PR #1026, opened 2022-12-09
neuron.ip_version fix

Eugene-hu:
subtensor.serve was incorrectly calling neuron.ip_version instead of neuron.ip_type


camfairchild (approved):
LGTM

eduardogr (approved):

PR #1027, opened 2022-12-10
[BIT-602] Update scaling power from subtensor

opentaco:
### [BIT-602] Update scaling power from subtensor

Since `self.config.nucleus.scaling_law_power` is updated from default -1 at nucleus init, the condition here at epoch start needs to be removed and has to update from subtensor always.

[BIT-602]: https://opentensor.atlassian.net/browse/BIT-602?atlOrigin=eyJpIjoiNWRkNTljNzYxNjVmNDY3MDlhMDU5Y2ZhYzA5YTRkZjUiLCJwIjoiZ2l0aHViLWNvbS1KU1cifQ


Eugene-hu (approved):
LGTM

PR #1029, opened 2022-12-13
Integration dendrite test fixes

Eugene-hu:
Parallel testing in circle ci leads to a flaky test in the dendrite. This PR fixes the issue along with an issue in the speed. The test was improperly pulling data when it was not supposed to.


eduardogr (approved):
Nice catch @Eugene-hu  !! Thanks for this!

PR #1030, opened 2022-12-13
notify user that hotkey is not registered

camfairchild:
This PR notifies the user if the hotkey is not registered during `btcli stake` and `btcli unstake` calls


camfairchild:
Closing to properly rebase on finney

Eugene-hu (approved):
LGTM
---
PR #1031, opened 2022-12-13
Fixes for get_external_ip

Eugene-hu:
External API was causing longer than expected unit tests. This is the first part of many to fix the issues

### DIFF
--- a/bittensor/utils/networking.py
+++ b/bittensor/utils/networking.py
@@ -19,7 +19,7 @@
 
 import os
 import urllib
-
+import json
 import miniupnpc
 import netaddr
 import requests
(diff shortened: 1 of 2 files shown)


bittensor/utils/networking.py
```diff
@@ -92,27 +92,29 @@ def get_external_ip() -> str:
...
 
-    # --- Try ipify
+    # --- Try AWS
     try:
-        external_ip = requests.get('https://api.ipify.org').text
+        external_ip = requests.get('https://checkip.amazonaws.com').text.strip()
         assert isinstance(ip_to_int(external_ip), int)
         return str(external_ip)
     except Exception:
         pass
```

*Activity:* Where does the string "text" occur in the data above? Copy every line that holds it.

*Exercise result:*
-        external_ip = requests.get('https://api.ipify.org').text
+        external_ip = requests.get('https://checkip.amazonaws.com').text.strip()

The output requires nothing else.